Une critique sociale
Cette lecture m’a immédiatement fait penser aux personnes emprisonnées à tort ou victimes de condamnations injustes. Certes, Meursault méritait une peine d’emprisonnement puisqu’il a bel et bien tué un homme – même si c’était de manière accidentelle –, mais son procès ne s’est pas attaché à établir les faits.

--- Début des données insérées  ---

PR #1255, opened 2020-05-19
CURA-7448 refactor temporary maps into fields

rburema:
SkeletalTrapezoidation used some structures that where determined should reside in SkeletalTrapezoidationEdge instead.

Uses smart pointers to make a weak reference in the edge, so that it's all cleaned when it should be, and it's semantically clear that the edge doesn't necessarily always have those fields.

### DIFF
--- a/src/SkeletalTrapezoidation.h
+++ b/src/SkeletalTrapezoidation.h
@@ -56,7 +56,7 @@ class SkeletalTrapezoidation
     using TransitionEnd = SkeletalTrapezoidationEdge::TransitionEnd;
 
     template<typename T>
-    using temp_data_t = std::vector<std::shared_ptr<T>>;
+    using ptr_vector_t = std::vector<std::shared_ptr<T>>;
 
     float transitioning_angle; //!< How pointy a region should be before we apply the method. Equals 180* - limit_bisector_angle
     coord_t discretization_step_size; //!< approximate size of segments when parabolic VD edges get discretized (and vertex-vertex edges)
@@ -198,7 +198,7 @@ protected:
      */
     bool filterUnmarkedRegions(edge_t* to_edge, coord_t bead_count, coord_t traveled_dist, coord_t max_dist);
 
-    void generateTransitionMids(temp_data_t<std::list<TransitionMiddle>>& edge_transitions);
+    void generateTransitionMids(ptr_vector_t<std::list<TransitionMiddle>>& edge_transitions);
 
     void filterTransitionMids();
 
@@ -216,7 +216,7 @@ protected:
 
     bool filterEndOfMarkingTransition(edge_t* edge_to_start, coord_t traveled_dist, coord_t max_dist, coord_t replacing_bead_count);
 
-    void generateTransitionEnds(temp_data_t<std::list<TransitionEnd>>& edge_transition_ends);
+    void generateTransitionEnds(ptr_vector_t<std::list<TransitionEnd>>& edge_transition_ends);
 
     /*!
      * Also set the rest values at nodes in between the transition ends
@@ -228,7 +228,7 @@ protected:
     /*!
      * \param edge_to_transition_mids From the upward halfedges to their transitions mids
      */
-    void generateTransition(edge_t& edge, coord_t mid_R, coord_t transition_lower_bead_count, temp_data_t<std::list<TransitionEnd>>& edge_transition_ends);
+    void generateTransition(edge_t& edge, coord_t mid_R, coord_t transition_lower_bead_count, ptr_vector_t<std::list<TransitionEnd>>& edge_transition_ends);
 
     /*!
      * \p start_rest and \p end_rest refer to gap distances at the start and end pos in terms of ratios w.r.t. the inner bead width at the high end of the transition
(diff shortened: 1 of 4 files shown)


src/SkeletalTrapezoidationEdge.h
```diff
@@ -39,11 +70,53 @@ class SkeletalTrapezoidationEdge
...
+
+    bool hasExtrusionJunctions(bool ignore_empty = false) const
+    {
+        return extrusion_juntions_.use_count() > 0 && (ignore_empty || ! extrusion_juntions_.lock()->empty());
+    }
+    void initExtrusionJunctions(std::shared_ptr<std::vector<ExtrusionJunction>> storage)
+    {
+        extrusion_juntions_ = storage;
+    }
+    std::shared_ptr<std::vector<ExtrusionJunction>> extrusion_juntions()
```
nallath, line 108: Shouldn't this be extrusionJunctions() or getExtrusionJunctions() (Or well at least extrusion_junctions, because I think the missing c should be added :P)

rburema: Probably, and yes.

src/SkeletalTrapezoidation.h
```diff
@@ -229,27 +210,27 @@ class SkeletalTrapezoidation
...
+    void generateTransitionEnds(temp_data_t<std::list<TransitionEnd>>& edge_transition_ends);
 
     /*!
      * Also set the rest values at nodes in between the transition ends
      */
-    void applyTransitions(std::unordered_map<edge_t*, std::list<TransitionEnd>>& edge_to_transition_ends);
+    void applyTransitions();
 
-    void filterMarkedLocalOptima();
+    //void filterMarkedLocalOptima(); // < -- function missing?
```
nallath, line 226: If it's missing, just remove it altogether, right?

src/SkeletalTrapezoidation.h
```diff
@@ -51,6 +52,11 @@ class SkeletalTrapezoidation
     using edge_t = HalfEdge<SkeletalTrapezoidationJoint, SkeletalTrapezoidationEdge>;
     using node_t = HalfEdgeNode<SkeletalTrapezoidationJoint, SkeletalTrapezoidationEdge>;
     using Beading = BeadingStrategy::Beading;
+    using TransitionMiddle = SkeletalTrapezoidationEdge::TransitionMiddle;
+    using TransitionEnd = SkeletalTrapezoidationEdge::TransitionEnd;
+
+    template<typename T>
+    using temp_data_t = std::vector<std::shared_ptr<T>>;
```
nallath, line 59: I'm not a big fan of this name. Sure, in all cases where you use this vector of pointers, you use it as a temporary data storage, but that's not what this structure is (It's just how you happen to use it, right?). 

That being said, I'm also not sure how we should name this. Perhaps vector_t?

src/SkeletalTrapezoidationEdge.h
```diff
@@ -39,11 +70,53 @@ class SkeletalTrapezoidationEdge
...
+
+    bool hasTransitionEnds(bool ignore_empty = false) const
+    {
+        return transition_ends_.use_count() > 0 && (ignore_empty || ! transition_ends_.lock()->empty());
+    }
+    void initTransitionEnds(std::shared_ptr<std::list<TransitionEnd>> storage)
+    {
+        transition_ends_ = storage;
+    }
+    std::shared_ptr<std::list<TransitionEnd>> transition_ends()
```
nallath, line 95: It's technically a function, so it should be transitionEnds (or getTransitionEnds).

src/SkeletalTrapezoidationEdge.h
```diff
@@ -39,11 +70,53 @@ class SkeletalTrapezoidationEdge
...
+    {
+        return extrusion_juntions_.lock();
+    }
+
 private:
     int_least8_t is_marked; //! whether the edge is significant; whether the source segments have a sharp angle; -1 is unknown
-};
-
 
+    std::weak_ptr<std::list<TransitionMiddle>> transitions_;
```
nallath, line 116: Nitpicking, but we usually use _transitions to mark something as protected (or well, it's because of python). But should we in the case of C++ even make a distinction? I don't think we do that in the rest of the code as far as I know.

src/SkeletalTrapezoidationEdge.h
```diff
@@ -39,11 +70,53 @@ class SkeletalTrapezoidationEdge
     {
         return is_marked >= 0;
     }
+
+    bool hasTransitions(bool ignore_empty = false) const
+    {
+        return transitions_.use_count() > 0 && (ignore_empty || ! transitions_.lock()->empty());
+    }
+    void initTransitions(std::shared_ptr<std::list<TransitionMiddle>> storage)
```
nallath, line 78: Nitpicking; it's not really initializing them, it's more of a setter (if there is a specific reason for it to be an init, I would like to see that in the documentation)

src/SkeletalTrapezoidationEdge.h
```diff
@@ -1,9 +1,14 @@
-//Copyright (c) 2019 Ultimaker B.V.
+//Copyright (c) 2020 Ultimaker B.V.
 
 
 #ifndef VORONOI_QUADRILATERALIZATION_EDGE_H
 #define VORONOI_QUADRILATERALIZATION_EDGE_H
```
nallath, line 5: Hmm, the header guard has a different name than the file name.

src/SkeletalTrapezoidation.h
rburema: Ah I see, if we're going for a _type_ type, we can probably make it `ptr_vector_t` then.

src/SkeletalTrapezoidationEdge.h
rburema: I used this because the function names would conflict (that is also why the function names are this way ... because I would've liked to use them as fields), not an issue anymore when I rename the functions to what you suggested.

I never know which side the `_` goes on anymore, since I've been forced to use two styles that used opposite endings a number of times :-p

src/SkeletalTrapezoidationEdge.h
rburema: True. I just needed an initializer, but I guess the implementation is broad enough to be a setter. I'll change it.

src/SkeletalTrapezoidationEdge.h
rburema: I should be less laser focused and do some more scouting during tickets sometimes... :-)

Issue #1265, opened 2020-06-05
zig_zaggify_infill creates 1/2 linewidth gap between infill and perimeters


richfelker:
Without and with `zig_zaggify_infill`, all other settings same:

![Screenshot_2020-06-05 G-Code Analyser - Analyse your 3D printing G-Code to provide accurate information such as print time ](https://user-images.githubusercontent.com/10458007/83836281-7db42880-a6e2-11ea-9b3e-22f7b8f5a8d0.png)
![Screenshot_2020-06-05 G-Code Analyser - Analyse your 3D printing G-Code to provide accurate information such as print time  (1)](https://user-images.githubusercontent.com/10458007/83836283-7ee55580-a6e2-11ea-86d9-106b0f599ed2.png)

Adding 1/2 line width (0.4/2 = 0.2) to the `infill_overlap_mm` suffices to work around this, but I think it's a bug that this is needed.

smartavionics:
Hi, please provide a project file (File -> Save, zip or rename, attach) that illustrates this issue. Thanks.

richfelker:
I'm not using the Cura gui, just CuraEngine. I'll try to make up a self-contained example (stl file and minimal json CuraEngine config file) and post it here but the problem does not seem to be hard to reproduce. It was happening all over the place and was the source of all my prints coming out britle wherever they had flat vertical walls (no support from the infill).

richfelker:
Also, I checked whether there are any Python-expression values in `fdmprinter.def.json` that depend on the value of `zig_zaggify_infill` to derive other settings, where failure to duplicate that derivation might be the cause, but didn't find any. So it doesn't seem likely that this issue is specific to command line use of CuraEngine.

richfelker:
@smartavionics: This issue is not present in your fork, and likely isn't present in upstream master either. I suspect it was a regression that was already fixed that just happens to be present in the version I had built, and I'm trying to ascertain exactly which revision that is. I'll update or close this as appropriate once I find out.

richfelker:
Bug is present in e904e260 and current master, but was not present in some earlier build I have that I can't identify the exact commit it's from.

richfelker:
This is reproducible with 4.6.1 tag and the above mentioned versions, using nothing but:

```
CuraEngine slice -j fdmprinter.def.json -s layer_height=0.2 \
 -s zig_zaggify_infill=true -l cube.stl -o cube.gcode
```

[...]

PR #1267, opened 2020-06-06
Don't reduce the infill outline offset unduly when infill_sparse_thickness < layer_height.

smartavionics:
Does it even make sense for infill_sparse_thickness to be < layer_height? I don't know but
let's not get caught out if it is.

As discussed in https://github.com/Ultimaker/CuraEngine/issues/1265


Ghostkeeper:
I think this is the wrong fix. See my comment here: https://github.com/Ultimaker/CuraEngine/issues/1265#issuecomment-640481271

Otherwise, this would also not give the correct results if the infill layer thickness is a fractional thickness higher than 1, e.g. 1.5x the layer height. You'd get the lines to overlap again. You'd need to use `round_divide` like how the actual infill layer thickness is calculated to get it to align (incorrectly) with the edge of the infill area.

smartavionics:
No longer required....

PR #1269, opened 2020-06-07
Fix merging of skin areas on different layers for skin edge support.

smartavionics:
It now leaves a tiny gap between the areas when they are combined. Before, without the
gap, areas on different layers could merge together thus losing some skin edge support.

Fixes https://github.com/Ultimaker/Cura/issues/7792


smartavionics:
Just noticed that this PR can produce excess skin support with some prints so I'm doing more work on it.

smartavionics:
I think this is worth looking at now.

rburema:
Thanks again for all these fixes!

We thought this change was a bit too large to put into 4.7, so unfortunately people that don't have your build(s) will have to wait a few months for this one (4.8 probably), but at least there's some progress.

(Why can I still close this when it's already merged? Just because I didn't do it online for this one?)

smartavionics:
Understood, no problem.

PR #1273, opened 2020-06-10
CURA-5990 Standard up! Enable use of C++17

rburema:


src/utils/LazyInitialization.h
```diff
@@ -92,18 +91,18 @@ class LazyInitialization : public std::optional<T>
      */
     T& operator*()
     {
-        if (!std::optional<T>::instance)
+        if (!std::optional<T>::has_value())
         {
-            std::optional<T>::instance = constructor();
+            std::optional<T>::operator=(*constructor());
```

On ne s’est même pas demandé s’il s’agissait de légitime défense ; il a été jugé bien avant que la vérité ne soit examinée.
Ce parallèle m’a rappelé la situation de nombreux condamnés à mort aux États-Unis : certains sont innocents, d’autres ne méritent pas une sanction aussi extrême. Imaginer ce qu’ils ressentent face à ces injustices est insupportable.
Ainsi, L’Étranger m’a poussée à réfléchir bien au-delà de la fiction, sur des questions essentielles : la société, la justice et la valeur que l’on accorde à la vie humaine. Camus dénonce ici une société hypocrite et conformiste, qui marginalise ceux qui ne rentrent pas dans les cases établies. Meursault n’est pas seulement condamné pour son crime, mais surtout pour sa différence.
Conclusion
En refermant ce livre, je peux dire avec certitude qu’il laisse une empreinte. Ce n’est pas une lecture « divertissante » au sens léger du terme, celle qu’on lit pour s’évader sous un plaid avec une tasse de thé – mais c’est une lecture essentielle. Un roman qui invite à la réflexion, qui questionne la société, la condition humaine, la morale et l’absurde, et qui reste en tête longtemps après avoir tourné la dernière page.
C’est une œuvre incontournable, à la fois éducative et profondément troublante. Je comprends pleinement pourquoi elle est considérée comme un chef-d’œuvre du XXe siècle. Ce roman n’a pas été un coup de cœur pour moi, mais c’est indéniablement une lecture qui en vaut la peine. Un de ces livres qu’on est presque reconnaissant d’avoir lus. Je recommande.
Et, vous, avez-vous déjà lu ce roman? Qu’en avez-vous pensez?